Hi! I'm making a php crawler/spider as a small project to learn PHP. I want to crawl this big swedish site: http://www.adlibris.com/se/ and get all the links, to see that it works as it should. There should be about 3.5 million books, which should have a uniqe page, so I guess the total amount of links should be 3.5-4 million or something like that. However my script only finds 1500 links and I get 8-10 error messages above the links.. All says the same thing: "Warning: Invalid argument supplied for foreach() in C:\xampp\xampp\htdocs\adlibris\hamtalankarlight.ph p on line 42" Line 42 in my code is this line: " foreach ($allinks as $value3) {" This is the code: <?php include "Snoopy.class.php"; $snoopy = new Snoopy; $snoopy->fetchlinks("http://www.adlibris.com/se/"); // print $snoopy->results; $links = $snoopy->results; //echo $links[0];// //print_r($links); $keyword = "adlibris.com/se"; $array2 = array(); foreach ($links as $value){ if (strpos($value, $keyword) > 0 ) { $array2[] = $value; } } //print_r($array2); foreach ($array2 as $value2){ $snoopy = new Snoopy; $snoopy->fetchlinks($value2); $allinks = $snoopy->results; foreach ($allinks as $value3) { if (in_array($value3, $array2)) { } else{ $array2[] = $value3; } } } print_r($array2); ?> PHP: You can find the snoopyclass that i'm using here: http://rapidshare.com/files/34320731...class.php.html Du you have any ideas what the problem might be or why I get these errormessages?

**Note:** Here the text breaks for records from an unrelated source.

PR #1217, opened 2017-10-17
 Adds support for Historical Requests of Custom Data for python

AlexCatarino:
- Adds support for DynamicData in PandasConverter
- Adds python version of HistoryAlgorithm
This algorithm has examples of how to make historical data requests of custom data.
Adds this algorithm to the regression tests.

### DIFF
--- a/Algorithm/QCAlgorithm.Python.cs
+++ b/Algorithm/QCAlgorithm.Python.cs
@@ -543,6 +543,136 @@ namespace QuantConnect.Algorithm
         }
 
         /// <summary>
+        /// Gets the historical data for the specified symbols between the specified dates. The symbols must exist in the Securities collection.
+        /// </summary>
+        /// <param name="type">The data type of the symbols</param>
+        /// <param name="tickers">The symbols to retrieve historical data for</param>
+        /// <param name="start">The start time in the algorithm's time zone</param>
+        /// <param name="end">The end time in the algorithm's time zone</param>
+        /// <param name="resolution">The resolution to request</param>
+        /// <returns>pandas.DataFrame containing the requested historical data</returns>
+        public PyObject History(PyObject type, PyObject tickers, DateTime start, DateTime end, Resolution? resolution = null)
+        {
+            var symbols = GetSymbolsFromPyObject(tickers);
+            if (symbols == null) return null;
+
+            var requests = symbols.Select(x =>
+            {
+                var security = Securities[x];
+                var config = security.Subscriptions.OrderByDescending(s => s.Resolution)
+                        .FirstOrDefault(s => s.Type.BaseType == CreateType(type).BaseType);
+                if (config == null) return null;
+
+                return CreateHistoryRequest(security, config, start, end, resolution);
+            });
+
+            return _converter.GetDataFrame(History(requests.Where(x => x != null)).Memoize());
+        }
+
+        /// <summary>
+        /// Gets the historical data for the specified symbols. The exact number of bars will be returned for
+        /// each symbol. This may result in some data start earlier/later than others due to when various
+        /// exchanges are open. The symbols must exist in the Securities collection.
+        /// </summary>
+        /// <param name="type">The data type of the symbols</param>
+        /// <param name="tickers">The symbols to retrieve historical data for</param>
+        /// <param name="periods">The number of bars to request</param>
+        /// <param name="resolution">The resolution to request</param>
+        /// <returns>pandas.DataFrame containing the requested historical data</returns>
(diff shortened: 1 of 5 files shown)


Common/Python/PandasConverter.cs
```diff
@@ -115,31 +116,46 @@ public PyObject GetDataFrame<T>(IEnumerable<T> data)
...
                 if (typeof(T) == typeof(TradeBar))
                 {
-                    Func<IBaseDataBar, double> getVolume = x => { var bar = x as TradeBar; return (double)bar.Volume; };
-                    pyDict.SetItem("volume", _pandas.Series(data.Select(x => getVolume(x)).ToList(), index));
+                    var bars = data.Select(x => x as TradeBar);
+                    pyDict.SetItem("low", _pandas.Series(bars.Select(x => (double)x.Low).ToList(), index));
+                    pyDict.SetItem("open", _pandas.Series(bars.Select(x => (double)x.Open).ToList(), index));
+                    pyDict.SetItem("high", _pandas.Series(bars.Select(x => (double)x.High).ToList(), index));
+                    pyDict.SetItem("close", _pandas.Series(bars.Select(x => (double)x.Close).ToList(), index));
+                    pyDict.SetItem("volume", _pandas.Series(bars.Select(x => (double)x.Volume).ToList(), index));
```
mchandschuh: >NOTE: This is an existing issue with the `PandasConverter` that perhaps should be looked at separately.

Each one of these `bars.Select` statement causes an extra enumeration of the `bars` enumerable. To make matters worse, this is all invoked 4*N times, where N is the number of data points.

I'm wondering if we need to invoke `GetDataFrame<T>` multiple times, or perhaps we just invoke it once and check the type of each item.

Ideally this would be implemented in such a way that we only cause one iteration of the enumerable. During this single iteration we would be building up all the various lists required to instantiate the pandas data frame.

Algorithm/QCAlgorithm.Python.cs
```diff
@@ -566,6 +566,136 @@ public PyObject History(PyObject tickers, DateTime start, DateTime end, Resoluti
...
+            var requests = symbols.Select(x =>
+            {
+                var security = Securities[x];
+                var config = security.Subscriptions.OrderByDescending(s => s.Resolution)
+                        .FirstOrDefault(s => s.Type.BaseType == CreateType(type).BaseType);
+                if (config == null) return null;
+                
+                Resolution? res = resolution ?? security.Resolution;
+                var start = GetStartTimeAlgoTz(x, periods, resolution).ConvertToUtc(TimeZone);
+                return CreateHistoryRequest(security, config, start, UtcTime.RoundDown(res.Value.ToTimeSpan()), resolution);
```
mchandschuh: It looks like many of these methods are copy/paste from the `QCAlgorithm.History.cs` file -- perhaps instead of copy/paste we can just invoke the appropriate function?

AlexCatarino: I couldn't find a better way to do it. In these methods, the type is a variable, so how could we invoke the appropriate method that requires the type?

Common/Python/PandasConverter.cs
AlexCatarino: Agree. We can talk how would be the best way to do it.
I have made an experiment, where I would rewrite the `IEnumerable<Slice>` as a `Dictionary<string,List<double>>` that could be used to set the items in the PyDict object, but it got slower (I didn't make ver extensive performance tests).

mchandschuh: awesome that you benchmarked it! What kind of throughput is `GetDataFrame(IEnumerable<Slice> slice)` method getting?  I'd be interested in timings containing 100 data points for 1, 10 and 100 symbols. I suspect we have an exponential slowdown here (w.r.t num data points and/or num symbols)

I'll take a peek at this later -- I'm fairly convinced we can get it to a single iteration. One idea is this method could accept `IEnumerable` instead of `IEnumerable<T>` and while it enumerates (`while(enumerator.MoveNext())`) it can check each type `var type = enumerator.Current.GetType()` -- there's lots of options here.

AlexCatarino: That method is returning a `pandas.DataFrame` (it is represented as a `PyObject` object). That dataframe is an enhanced dictionary that is created based on a python dictionary (`PyDict` object).

Algorithm/QCAlgorithm.Python.cs
mchandschuh: Hmm, the only real other way is with reflection which is pretty messy... I was just hopeful for a little more code reuse here.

btw line 42 won't be the same in the code posted since I removed some swedish comments. Line 42 (the error) is, as I mentioned above, this line: " foreach ($allinks as $value3) {"
You need to do some debugging. Please post the results from: print_r($allinks); This will show you how the array is constructed and what it contains. The mentioned array could be empty or be a staggered array with multiple child arrays causing the foreach loop to fail. Also, you may want to change the variable names to something more appropriate; having the variables declared with names describing what they contain (metadata) makes debugging so much easier.
I also wanted to say that, I'd recommend using camelCase foreach ($array2 as $value2){ /* ... */ foreach ($allinks as $value3) { if (in_array($value3, $array2)) { } else{ $array2[] = $value3; } } } PHP: Try opening that project in 3 days and you'll see why is a "Good code its own best documentation"
Sometimes it was not your code problem. The target server could configure to defend against intensive crawling activities. It may be able to detect abnormal activities from a single connection session or from single IP. Say, it may allow a specific number of page views within short period of time. But again, it could be totally your code glitch.
Zandigo, while this may be the case for some websites I imagine the selection to be a minute fraction. I ran a blog search engine which used a webcrawler I created, unfortunately I cannot release the source (if I knew where it is!) because I sold the rights along with the project. Supercharge, later on today I'll knock up a small script to mimic what you need.